European Affairs

The authors, who claim to be the “messengers” of big data and not its “evangelists”, note that a half century after computers entered the mainstream, “data has begun to accumulate to the point where something new and special is taking place.” And that new and special thing has to do with the scale of data now available to us and our ability to sort through it. Scale at some point changes essence

How much data is there in big data? The authors quote University of Southern California expert, Martin Hilbert , who estimates that as of last year there existed 1,200 “Exabytes” of data in the world, of which less than 2 per cent is non-digital. The authors concede there is no good way to think about what this size means.

But they try. First, a full length feature file in digital form can be compressed in one gigabyte (a billion bytes). An Exabyte is one billion gigabytes. If reduced to CD Rom discs and stacked up, 2012 data would stretch from Earth to the Moon in five separate piles.

AND the amount of data is doubling every three years, in an analog to Moore’s law about the growth of computer chip capabilities.

The arrival of big data has some startling implications that, as the authors contend, will change the way we perceive the world.

The biggest “aha” moment of this work is the notion that big data will, to some degree, replace the importance of “causation” with the concept of “correlation.”   In other words, in many situations, knowing “what” is likely to be more useful than knowing “why.”   Let the data speak, say the authors. In an information rich world, sampling increasingly becomes obsolete and is neither useful nor necessary. When it is possible to work with huge numbers of data points (sometimes all the data points, N=all) results are more accurate and less biased. Hence the geek in the movie “Moneyball” got more accurate results about baseball players by crunching the data than the old fashioned scouts did through limited observation and personal instinct. “Causality is nice when you can get it,” say the authors. “The problem is that it’s often hard to get, and when we think we’ve found it, we’re often deluding ourselves.”  The idea that causality is “Nice when you can get it,” understates the value of causality in many situations and is one of the real downsides of a world of big data.

Manipulating data, like Google search queries, can turn up unexpected and unusual correlations : i.e. Cars of what color are less likely to have mechanical problems? Yellow. Or persons who type in either all caps or all lower case are more likely to be worse credit risks than those who type in the standard fashion. Or pinpointing where flu is likely to break out is based on the locations of concentrations of Google searches for certain flu related terms.

Certain predictions based on personal data highlight the danger of big data.   The movie “The Minority Report” starring Tom Cruise, dealt with a society that arrested and punished people for what they were likely to do before they had done it. The authors cautioned that big data is likely to provide the temptation to judge on the basis of propensity—a temptation that society must be careful to squelch. The issue already arises with insurance policies where predicting who is likely to come down with which illness is more and more prevalent.

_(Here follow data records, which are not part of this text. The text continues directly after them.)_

PR #1287, opened 2021-08-10
Seach hidden files via telescope (excluding git)

gikari:
# Description

Telescope functions like `find_files` did not include hidden
files in the results. These include like files from GNU stow repos
(`.config`, `.zshrc` etc) and files from various programming projects
like `.clang-format` and `.dockerignore`. Not including these in search
results was kinda strange.

Fixes #(issue)

## How Has This Been Tested?

- Run command `:mycommand`
- Check logs
- ...


tami5:
One of the reasons we haven't made as default is that hidden files are considered secondary when working with files and only applicable to system level configurations.

Though this gave me an idea, maybe a shortcut in the picker to toggle hidden files 🤔

tami5:
One of the reasons we haven't made as default in telescope is that hidden files are considered secondary when working with files and only applicable to system level configurations.

Though this gave me an idea, maybe a shortcut in the picker to toggle hidden files 🤔

gikari:
> One of the reasons we haven't made as default in telescope is that hidden files are considered secondary when working with files and only applicable to system level configurations.
> 
> Though this gave me an idea, maybe a shortcut in the picker to toggle hidden files 🤔

Ideally I would rather have a **single** configuration toggle, like with nvim_tree. Is it ok to go this way? Toggle is also nice, but pressing the one extra button when you're working on various programming projects with with hidden files would be annoyning and unnessary.

kylo252:
I'm not sure this is the best way to do it. I was going to suggest just using a different argument to `fd` but then I noticed the find command isn't even specified..

gikari:
>  So maybe we should actually force these as defaults.

Do you mean, that we should ask Telescope maintainers to make their built-in pickers search for hidden files by default?

kylo252:
> Do you mean, that we should ask Telescope maintainers to make their built-in pickers search for hidden files by default?

Yeah both `fd` and `rg` can do that while still respecting gitignore.

gikari:
It seems like Telescope devs won't set hidden as a default, at least according to the https://github.com/nvim-telescope/telescope.nvim/issues/525

yassinebridi:
This is what I did, searching for files and text using [ripgrep](https://github.com/BurntSushi/ripgrep)

```lua
-- Finding files, this will search all files including the hidden ones, but the folders specified below.

lvim.builtin.which_key.mappings["f"] = { "<cmd>:lua require'telescope.builtin'.find_files({ find_command = {'rg', '--files', '--hidden', '-g', '!.git', '-g', '!node_modules', '-g', '!.next' }})<CR>", "Find Files" }

-- Finding text, this will search all text in all the files in the current workspace including hidden files, but the folders and files specified below.

lvim.builtin.which_key.mappings["rg"] = { "<cmd>:lua require'telescope.builtin'.live_grep({ vimgrep_arguments = { 'rg', '--hidden','--color=never', '--no-heading', '--with-filename', '--line-number', '--column', '--smart-case', '-u', '-g', '!yarn.lock', '-g', '!.git', '-g', '!node_modules', '-g', '!.next' } })<CR>", "Find Text" }
```

lua/core/telescope.lua
```diff
@@ -32,7 +32,9 @@ function M.config()
         vertical = { mirror = false },
       },
       file_sorter = require("telescope.sorters").get_fzy_sorter,
-      file_ignore_patterns = {},
+      file_ignore_patterns = {
+        ".git/",
```
felippepuhle, line 36: can we use some custom patterns here?

gikari: Do you mean the config option should be exposed, so the user could set the ignore patterns in the config.lua?

felippepuhle: yeah that would be awesome

kylo252:
Sorry for the late response, I got busy with all the other refactors that I didn't get a chance to give a proper feedback for a while now.

If you take a look at the implementation of [file_ignore_pattern](https://github.com/nvim-telescope/telescope.nvim/blob/ba41f0eeb13796c26f6c5f3e8c44b2397a466e39/lua/telescope/pickers.lua#L1009), you'll see that it doesn't exactly do what you'd expect. Instead we want to set a _better_ default command for `find_files`, which is what I wanted to add in https://github.com/nvim-telescope/telescope.nvim/pull/1304, but I got a response from connie that we can already achieve by setting these options:
https://github.com/LunarVim/LunarVim/blob/a3b03e304a3e38d4c84e6e2b1d11e6c8b2e5352c/lua/core/telescope.lua#L49-L52

I would really appreciate some feedback there to see what else we should tweak in [feat: better telescope integration (WIP) #1702](https://github.com/LunarVim/LunarVim/pull/1702).

---

Alternatively, there's a native way to do this: 
- fd: https://github.com/kylo252/dotfiles/blob/950f353d46a52ed34eea8c006127022e247da782/.config/fd/ignore#L1
- ripgrep: https://github.com/kylo252/dotfiles/blob/950f353d46a52ed34eea8c006127022e247da782/.config/ripgrep/ripgreprc#L13-L16

PR #1289, opened 2021-08-11
Fix lunarvim info nil issue

abzcoding:
# Description

fix nill issues in LunarVim info when there are no active LS or the lang is not in `default_config.lua`

### DIFF
--- a/lua/core/info.lua
+++ b/lua/core/info.lua
@@ -130,13 +130,26 @@ end
 
 function M.toggle_popup(ft)
   local client = u.get_active_client_by_ft(ft)
-  local is_client_active = not client.is_stopped()
-  local client_enabled_caps = require("lsp").get_ls_capabilities(client.id)
+  local is_client_active = false
+  local client_enabled_caps = {}
+  local client_name = ""
+  local client_id = 0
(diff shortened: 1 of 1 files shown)


abzcoding:
image

lua/core/info.lua
```diff
@@ -130,13 +130,26 @@ end
...
+  local missing_linters = {}
+  local missing_formatters = {}
   local num_caps = vim.tbl_count(client_enabled_caps)
   local null_ls_providers = null_ls_handler.get_registered_providers_by_filetype(ft)
-
-  local missing_linters = lvim.lang[ft].linters._failed_requests or {}
-  local missing_formatters = lvim.lang[ft].formatters._failed_requests or {}
+  if client ~= nil then
+    is_client_active = not client.is_stopped()
+    client_enabled_caps = require("lsp").get_ls_capabilities(client.id)
```
PasiBergman, line 144: Should the `num_caps` be calculated again after getting them?

abzcoding: yes they should you are right

PasiBergman (approved):
Looks fine to me.

PR #1294, opened 2021-08-11
feat: make autopairs configurable

kylo252:
# Description

Let autopairs be configurable through `lvim.builtin.autopairs`

## How Has This Been Tested?

Check that autopairs still works.


lua/core/autopairs.lua
```diff
@@ -1,54 +1,63 @@
...
+  local ts_conds = require "nvim-autopairs.ts-conds"
 
-local ts_conds = require "nvim-autopairs.ts-conds"
+  -- TODO: can these rules be safely added from "config.lua" ?
+  -- press % => %% is only inside comment or string
+  npairs.add_rules {
+    Rule("%", "%", "lua"):with_pair(ts_conds.is_ts_node { "string", "comment" }),
+    Rule("$", "$", "lua"):with_pair(ts_conds.is_not_ts_node { "function" }),
+  }
+end
```
Tastyep, line 61: Return `npairs` so that it can be passed to on_config_done

lua/plugins.lua
```diff
@@ -68,11 +68,12 @@ return {
     -- event = "InsertEnter",
     after = "nvim-compe",
     config = function()
-      require "core.autopairs"
+      require("core.autopairs").setup()
```
Tastyep, line 71:
``` lua
local autopairs = require("core.autopairs").setup()
...
lvim.builtin.autopairs.on_config_done(autopairs)
```

lua/core/autopairs.lua
```diff
@@ -1,54 +1,63 @@
...
-  return
+local M = {}
+
+function M.config()
+  lvim.builtin.autopairs = {
+    active = true,
+    ---@usage  map <CR> on insert mode
+    map_cr = true,
+    ---@usage auto insert after select function or method item,
+    map_complete = vim.bo.filetype ~= "tex",
```
Tastyep, line 9: Probably out of scope for this PR, but this only works if the first file I open is a `tex` file.
Should we make this a function and call `require("nvim-autopairs.completion.compe").setup` when the file is changed ? IDK, in the meantime maybe add a note.

Tastyep (commented):
I tested it, and it stopped working for me

``` lua
local t = {
```

PR #1303, opened 2021-08-12
[Feature] Add a new option to show the mode name in galaxyline

mhcerri:
# Description

Add the new config variable "lvim.builtin.galaxyline.show_mode" to
control if the mode name should be shown in the galaxyline. The option
defaults to false to preserve the current behavior.

## How Has This Been Tested?

Tested with `lvim.builtin.galaxyline.show_mode = false`, `lvim.builtin.galaxyline.show_mode = true` and without `lvim.builtin.galaxyline.show_mode` in the `config.lua`


mhcerri:
Fixed luacheck warning related non local function.

PR #1310, opened 2021-08-13
feat: use telescope to quickly open lunarvim files

kylo252:
# Description

Add two simple functions that allow opening and grepping LunarVim Files from anywhere.

## How Has This Been Tested?

Use `<leader>L` to see the new options.


abzcoding (approved):
seems to be working 🎉

PR #1315, opened 2021-08-14
[Refactor]: Remove vim-rooter and smart-cwd; then use project.nvim

### LINKED ISSUE #1304: [Mega Refactor]: Remove vim-rooter and smart-cwd; then use project.nvim
### Feature motivation

I am always frustrated when vim-rooter triggers on useless filetypes like nvim-tree or help.
I am always frustrated when vim-rooter globs my entire directory for all matches, instead of stopping at the first match.
I want a 100% Lua solution. I want telescope integration.

Introducing project.nvim. It provides:

- Libuv based file indexing. (It was originally multithreaded, but after @mjlbach gave me some tips, I decided to stop the program complexity and make it synchronous because it uses only 0.12ms per call on my system.)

Another dark side of big data is its potential to undermine whatever the information age has left of personal privacy. With big data, where personal data is reused for innumerable purposes at the point of data collection, the notions of notice and consent, opt-in and even anonymity become both anachronistic and ineffective.   The authors contend that there is even increasing value in “data exhaust”; data that is shed as a byproduct of peoples actions in a digital world.   For example, hitting the “opt out” tab still provides valuable information to data miners. And, it is these “algorithmists” whom the authors expect to constitute a new class of computer professional, who are helping companies, governments and others exploit the riches of this new and ever increasing resource—big data.

Another useful concept explored by the authors is “datafication,” the process through which data is accumulated and rendered useful in the quantities that characterize “big data.” When Google set out to scan the pages of millions of books, it not only digitized the pages but it also datafied the text so that letters, words and paragraphs could be read and indexed and searched. An estimated 130 million unique books have been published since the invention of the printing press, estimate the authors.   As of 2012, Google had scanned over 20 million titles, more than 15 percent of the world’s books. This data has multiple uses, only one of which is actually reading a book.   For example, the project allows scholars to discover when certain words or phrases are used for the first time. The Google project has also been used to facilitate the accuracy of Google’s language translation algorithms. Other key sectors where datafication is changing our world is the datafication of location through GPS and cell phone signals, and the datafication of relationships. I.E. Facebook’s one billion users and 100 billion “friendships.”

“Big Data” will not be the last word, by a long shot, on the topic, but it is an highly instructive and, at times, cautionary analysis of trends that are truly changing the way we live, interact and think in today’s digital world.


“Big Data, A Revolution that Will Transform How We Live, Work and Think,” by Kenneth Cukier and Viktor Mayer-Schonberger , Houghton Mifflin Harcourt, 242 pages.